Aim of the exercise: The reply should return the data in full, exactly as written.

━━━━

Issue #3300, opened 2026-09-08
Improve handling of `CANCELLED` errors in the dispatch layer


tstirrat15:
`CANCELLED` at the server level should mean "the client cancelled the request and went away." Currently, with the way that our dispatching layer works, a dispatching gRPC client can return with a `CANCELLED` error at its layer and then that bubbles up to the caller, which obscures what's going on at the server level.

A couple things here:

1. Wrap the dispatcher remote boundary to catch `CANCELLED` errors and turn them into `UNAVAILABLE`s if the caller's context isn't already cancelled. This happens in `internal/dispatch/remote/cluster.go` at lines 206, 780, 731, and 744. Make sure the context check is done on the dispatcher's inbound context rather than the hedging context.
2. Make hedging cancels more visible with `context.WithCancelCause` in `cluster.go` at lines 552 and 557. We use this pattern at `internal/graph/cursors.go:451`, and we work around the lack of this pattern at `internal/graph/lookupsubjects.go:354`.

breken-ai:
Fix up matching the spec - PR: https://github.com/authzed/spicedb/pull/3301

Someone filed this with an exact fix spec; we implemented it at the four named sites (DispatchCheck, DispatchExpand, both hedged-streaming returns), switched hedged contexts to context.WithCancelCause, and added unit + bufconn integration coverage. Full internal/dispatch/remote suite passes with -race. The non-hedged streaming setup paths are called out in the PR as deliberate follow-up scope.

Built by breken, your AI support engineer - breken.ai finds the bug, proves the fix with unmatched RCA, answers customers in your voice, and keeps your code and support docs clean - this one's on us.

PR #3301, opened 2026-09-09
fix(dispatch): reshape internal CANCELED to UNAVAILABLE at the remote boundary

breken-ai:
Implements #3300.

- Adds reshapeDispatchError, which converts CANCELED from the remote dispatch boundary into UNAVAILABLE when the dispatcher's inbound context is not itself canceled. Server-level CANCELED once again means only "the client went away"; internal cancels (hedging races, losing dispatches) no longer masquerade as client cancels to the caller. The context check is done on the inbound context, not the hedging/timeout context.
- Applied at the four remote-boundary returns named in the issue: DispatchCheck, DispatchExpand, and the two hedged-streaming returns in dispatchStreamingRequest.
- Hedged contexts now use context.WithCancelCause, with the winning dispatcher canceling the others with an explicit cause ("canceled because dispatcher %q was the first to return results"), matching the pattern in internal/graph/cursors.go.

━━━━

Answer for the task:
Issue #3300, opened 2026-09-08
Improve handling of `CANCELLED` errors in the dispatch layer


tstirrat15:
`CANCELLED` at the server level should mean "the client cancelled the request and went away." Currently, with the way that our dispatching layer works, a dispatching gRPC client can return with a `CANCELLED` error at its layer and then that bubbles up to the caller, which obscures what's going on at the server level.

A couple things here:

1. Wrap the dispatcher remote boundary to catch `CANCELLED` errors and turn them into `UNAVAILABLE`s if the caller's context isn't already cancelled. This happens in `internal/dispatch/remote/cluster.go` at lines 206, 780, 731, and 744. Make sure the context check is done on the dispatcher's inbound context rather than the hedging context.
2. Make hedging cancels more visible with `context.WithCancelCause` in `cluster.go` at lines 552 and 557. We use this pattern at `internal/graph/cursors.go:451`, and we work around the lack of this pattern at `internal/graph/lookupsubjects.go:354`.

breken-ai:
Fix up matching the spec - PR: https://github.com/authzed/spicedb/pull/3301

Someone filed this with an exact fix spec; we implemented it at the four named sites (DispatchCheck, DispatchExpand, both hedged-streaming returns), switched hedged contexts to context.WithCancelCause, and added unit + bufconn integration coverage. Full internal/dispatch/remote suite passes with -race. The non-hedged streaming setup paths are called out in the PR as deliberate follow-up scope.

Built by breken, your AI support engineer - breken.ai finds the bug, proves the fix with unmatched RCA, answers customers in your voice, and keeps your code and support docs clean - this one's on us.

PR #3301, opened 2026-09-09
fix(dispatch): reshape internal CANCELED to UNAVAILABLE at the remote boundary

breken-ai:
Implements #3300.

- Adds reshapeDispatchError, which converts CANCELED from the remote dispatch boundary into UNAVAILABLE when the dispatcher's inbound context is not itself canceled. Server-level CANCELED once again means only "the client went away"; internal cancels (hedging races, losing dispatches) no longer masquerade as client cancels to the caller. The context check is done on the inbound context, not the hedging/timeout context.
- Applied at the four remote-boundary returns named in the issue: DispatchCheck, DispatchExpand, and the two hedged-streaming returns in dispatchStreamingRequest.
- Hedged contexts now use context.WithCancelCause, with the winning dispatcher canceling the others with an explicit cause ("canceled because dispatcher %q was the first to return results"), matching the pattern in internal/graph/cursors.go.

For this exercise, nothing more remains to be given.